Getting Away with More Network Pruning: From Sparsity to Geometry and Linear Regions
This work addresses the problem of optimizing pruning strategies for neural networks to maintain accuracy while reducing parameters, offering incremental improvements in pruning guidance.
The paper investigates how network pruning affects model accuracy and the geometry of linear regions in neural networks, finding that pruning impacts accuracy similarly to its effect on linear region counts and that layer-specific sparsity selection based on a proposed bound often improves accuracy compared to uniform pruning.

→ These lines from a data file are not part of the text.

PR #1222, opened 2018-03-11
Event rules system / New greetings system 

aldoram5:
This pull request contains a new way to work with the event system by using a rule based system. Right now the rules are mostly to specify a time when an event can be accessed by using a Numerical rule or a Selective rule. Also contains rules for greetings only.

As for the greeting system, it now uses the `Event` class to store greetings as events, then filters out the appropriate greeting and shows that to the player. The system also helps with special greetings that need to skip the normal visuals initialization.

##  Key features

With this pull request the `Events` get the ability to define rules for themselves. Right now only 3 rules exist `MASNumericalRepeatRule`,`MASSelectiveRepeatRule` and `MASGreetingRule`.

#### MASNumericalRepeatRule 

This rule is defined by a `repeat` property which specifies the time interval for the repetition and the  `advance_by` property which specifies how many of the time intervals the next repetition is going to get scheduled. This rule is intended to help updating the `start_date` and `end_date` of the `Event` containing this rule, so it is intended to play nicely with the current calendar system.

An example of how this rule works:

Let's suppose we have an `Event` scheduled for January 1st of 2018, if we want this event to repeat on January 1st of 2019 we just add a new Numerical rule specifying the `repeat` property to `year` and the `advance_by` to 1.  If we wanted to make that event run each two months we would have defined the  `repeat` property to `month` and the `advance_by` to 2.

The `repeat` accepts only the values: "day", "week", "month" and "year".
The `advance_by` accepts any integer higher than 0. 

#### MASSelectiveRepeatRule

This rule is defined by a set of parameters: `seconds`, `minutes`, `hours`, `days`, `weekdays`, `months`, `years`. Those parameters specify ranges for when the `Event` can be accessed. The rule can check against the current time or any arbitrary given time to see if it fits in the specified ranges.

An example of how this rule works:

Let's suppose we have an `Event` that we want it to be available only from 9am to 5 pm, to achieve that we need to add a new Selective rule with the `hours` property containing an array containing `[9,10,11,12,13,14,15,16]`, that array can be defined also with the python built-in `range` function: `range(9,17)` that way it feels more natural to use it. This rule isn't limited to use only one of it's properties, for example to specify that an `Event` is only available on friday 13th of any month we would specify a rule with the property `days` set to `[13]` and the property `weekdays` set to `[4]` (weekdays start on monday = 0 and end on sundays = 6).

Each property is validated to only accept valid time intervals.

Dev Note: When we first discussed this rule the weekdays property was taken out, however after testing the system and working with it I felt that the property is actually useful so I thought it was better to add it than not. It can be taken out again if requested.

####  MASGreetingRule

This rule is specific to greetings, it's only used to define two things: first if the greeting should skip the visual initialization and second to define if the greeting has a special random chance of appearing. This is done by using the properties `skip_visual` and `random_chance`. 

## Greeting system

The old greeting system was pretty much always random and didn't played nice with special greetings like the "Monika in room" one.

This new system takes advantage of the existing `Event` system and also uses the newly added rules. This system also plays nicely with special greetings. 

#### New greeting selecting flow

First we still do the Yuri scare checking (this might be changed if requested), if the Yuri scare doesn't trigger we proceed to check if player put Monika to sleep correctly, if the player put her to sleep correctly we start checking the greetings database and see if any greeting can be triggered now by checking it's rules. If no greeting is available we check for the special random ones and try to trigger them by their specified odds. If we still don't have a greeting to show we default it to random greetings, these are specified when adding the greeting to the greetings database.

## Final notes

I also added a helper function named `mas_create_rules`, it helps to create the rules dict without having to deal with lots of constants and makes it more straightforward. 
Example: 
```
    rules = mas_create_rules(weekdays=[0], hours=range(5,13))
``` 
I think the greetings system should prioritize Numerical rules when selecting greetings, since those seem to be more date specific and they are less common than others. Didn't code it like that because I want feedback about it first.

I added a few TODO's to `script-greetings.rpy` and some testing greetings.

If there's anything I should change(class definitions, documentation, coding style, how the flow works, etc.) please let me know.

## Edit after review and making the requested changes

Now the rules are easier to use, here's an example of how the flow works now:

```
init 5 python:
    rules = dict()
    rules.update(MASGreetingRule.create_rule(skip_visual=False, random_chance=10))
    addEvent(Event(persistent.greeting_database,eventlabel="greeting_gooday", unlocked=True, rules=rules),eventdb=evhand.greeting_database)
```
The system now filters out those greetings who aren't unlocked, then follows it's normal flow, also the greeting gets pushed in the same place the old system pushed them.

### DIFF
--- a/Monika After Story/game/script-ch30.rpy
+++ b/Monika After Story/game/script-ch30.rpy
@@ -499,7 +499,7 @@ label ch30_autoload:
             $ play_song(persistent.current_track)
         else:
             $ play_song(songs.current_track) # default
-    
+
 
     window auto
     #If you were interrupted, push that event back on the stack
@@ -538,12 +538,22 @@ label ch30_autoload:
 
     #Skip all greetings if you closed the game on Monika
     if persistent.closed_self:
-        #pick a random greeting
-        if is_monika_in_room:
-            if persistent.current_monikatopic != "i_greeting_monikaroom":
-                $ pushEvent("i_greeting_monikaroom")
-        else:
-            $pushEvent(renpy.random.choice(greetings_list))
+        # pick a proper greeting
+        # TODO use the ev handler to make it work
+        # $pushEvent(renpy.random.choice(greetings_list))
+        python:
+            ruled_greetings = Event.checkRules(evhand.greeting_database).keys()
+            if len(ruled_greetings) > 0:
+                pushEvent(renpy.random.choice(ruled_greetings))
+            else:
+                random_greetings = Event.filterEvents(evhand.greeting_database,random=True).keys()
+                pushEvent(renpy.random.choice(random_greetings))
+
+#        if is_monika_in_room:
+#            if persistent.current_monikatopic != "i_greeting_monikaroom":
+#                $ pushEvent("i_greeting_monikaroom")
+#        else:
+#            $pushEvent(renpy.random.choice(greetings_list))
 
     if not persistent.tried_skip:
         $ config.allow_skipping = True
@@ -617,8 +627,8 @@ label ch30_loop:
 
         python:
             if (
-                    mas_battery_supported 
-                    and battery.is_battery_present() 
+                    mas_battery_supported
+                    and battery.is_battery_present()
                     and not battery.is_charging()
                     and battery.get_level() < 20
                 ):
--- a/Monika After Story/game/script-ch30.rpy
+++ b/Monika After Story/game/script-ch30.rpy
@@ -483,55 +483,60 @@ label ch30_autoload:
                 if renpy.has_label(ev_label)
             ]
 
-    #Skip all greetings if you closed the game on Monika
-#    if persistent.closed_self:
-        # pick a proper greeting
-        # TODO use the ev handler to make it work
-#        $ ruled_greetings_dict = Event.checkRules(evhand.greeting_database)
-#        $ ruled_greetings = ruled_greetings_dict.keys()
-#        if len(ruled_greetings) > 0:
-#            $ selected_label = renpy.random.choice(ruled_greetings)
-#            $ mas_skip_visuals = MASGreetingRule.should_skip_visual_if_rule_exists(ruled_greetings_dict[selected_label].rules)
-#            $ pushEvent(selected_label)
-#        else:
-#            $ special_random_greetings_dict = Event.checkGreetingRules(evhand.greeting_database)
-#            $ special_random_greetings = special_random_greetings_dict.keys()
-#            if len(special_random_greetings) > 0:
-#                $ selected_label = renpy.random.choice(special_random_greetings)
-#                $ mas_skip_visuals = MASGreetingRule.should_skip_visual_if_rule_exists(special_random_greetings_dict[selected_label].rules)
-#                $ pushEvent(selected_label)
-#            else:
-#                $ random_greetings_dict = Event.filterEvents(evhand.greeting_database,random=True)
-#                $ random_greetings = random_greetings_dict.keys()
-#                $ selected_label = renpy.random.choice(random_greetings)
-#                $ mas_skip_visuals = MASGreetingRule.should_skip_visual_if_rule_exists(random_greetings_dict[selected_label].rules)
-#                $ pushEvent(selected_label)
-
     # yuri scare incoming. No monikaroom when yuri is the name
     if persistent.playername.lower() == "yuri":
         call yuri_name_scare from _call_yuri_name_scare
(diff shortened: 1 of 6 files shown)


kaido1224:
You are amazing aldo.

Monika After Story/game/script-ch30.rpy
```diff
@@ -536,21 +580,12 @@ label ch30_autoload:
     #Run actions for any events that are based on the clock
     $ evhand.event_database=Event.checkCalendar(evhand.event_database)
 
-    #Skip all greetings if you closed the game on Monika
-    if persistent.closed_self:
-        #pick a random greeting
-        if is_monika_in_room:
```
ThePotatoGuy: FYI, greetings should be the last thing pushed onto the event stack prior to the jump to `ch30_loop`. Just set a local var to the selected greeting in the checks above and have it be pushed onto Event stack here if the greeting is not None

Monika After Story/game/script-greetings.rpy
```diff
@@ -6,37 +6,36 @@
...
-
+    addEvent(Event(persistent.greeting_database,eventlabel="greeting_sweetheart", random=True),eventdb=evhand.greeting_database)
 
 label greeting_sweetheart:
     m 1k "Hello again, sweetheart!"
     m 1l "It's kind of embarrassing to say out loud, isn't it?"
     m 3b "Still, I think it's okay to be embarrassed every now and then."
     return
 
+init python:
```
ThePotatoGuy: All of these should be init level 5.

Monika After Story/game/script-greetings.rpy
```diff
@@ -6,37 +6,36 @@
...
+    addEvent(Event(persistent.greeting_database,eventlabel="greeting_honey", random=True),eventdb=evhand.greeting_database)
```
ThePotatoGuy: Make these all `unlocked=True`. Greetings should also only appear if they are unlocked.

Monika After Story/game/script-greetings.rpy
```diff
@@ -6,37 +6,36 @@
...
+    addEvent(Event(persistent.greeting_database,eventlabel="greeting_back", random=True),eventdb=evhand.greeting_database)
+
 label greeting_back:
     m 1a "[player], you're back!"
     m 1e "I was starting to miss you."
     m 1k "Let's have another lovely day together, alright?"
     return
 
+init python:
+    rules = {EV_RULE_GREET_RANDOM : MASGreetingRule.create_rule(skip_visual=False, random_chance=10)}
```
ThePotatoGuy: Yeah so I don't think this is a good way to do this. It would be hard for regular users to add rules since they'd have to knowingly match the correct key to the correct rule. What we should be doing here would be like:
```python
    ev = Event(.......)
    MASGreetingRule.create_rule(ev, ......)
    addEvent(ev,....)
    del ev
```
**This only applies to greetings with Rules**

ThePotatoGuy:
I did a bit of rethinking, and I think you should change the `create_rule` functions so they return `dicts` with the proper `key: tuple` setup rather than just tuples. That would be a better way to handle automatic rule dict creation rather than the `mas_create_rules` function you had.

Monika After Story/game/script-greetings.rpy
ThePotatoGuy: OKAY Ignore what i wrote above.
If the `create_rules` functions are built in the way i described in the comment below, then the `rules` dict could be built on its own like you did originally and then set as `rules` during `Event` creation.
something like:
```python
rules = dict()
rules.update(MAS....create_rule(....))
rules.update(MAS....create_rule(...))
addEvent(Event(....rules=rules)....)
del rules
```

aldoram5: I definitely love this idea, it takes away the complexity of using constants everywhere to add just a dict, while still leaving the rules not so tied to `Event`, meaning we could use those for other things in the future.

ThePotatoGuy:
Okay so because of how the rules dict should be built, you can keep the exceptions in the functions.

I've removed those comments from the review appropriately.

aldoram5:
Thank you so much for that review, it will help me improve.
I've applied the requested refactors and tested all the rules to be sure they work as expected after the refactors.
Since this Pull request was conflicting with master I took the liberty to rebase it and fix the conflicts, so it's easier to merge it.
If there's anything that needs to be changed please tell me.
Thanks in advance.

ThePotatoGuy:
This was fucking lovely, thank you.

One surprising trait of neural networks is the extent to which their connections can be pruned with little to no effect on accuracy. But when we cross a critical level of parameter sparsity, pruning any further leads to a sudden drop in accuracy. This drop plausibly reflects a loss in model complexity, which we aim to avoid. In this work, we explore how sparsity also affects the geometry of the linear regions defined by a neural network, and consequently reduces the expected maximum number of linear regions based on the architecture. We observe that pruning affects accuracy similarly to how sparsity affects the number of linear regions and our proposed bound for the maximum number. Conversely, we find out that selecting the sparsity across layers to maximize our bound very often improves accuracy in comparison to pruning as much with the same sparsity in all layers, thereby providing us guidance on where to prune.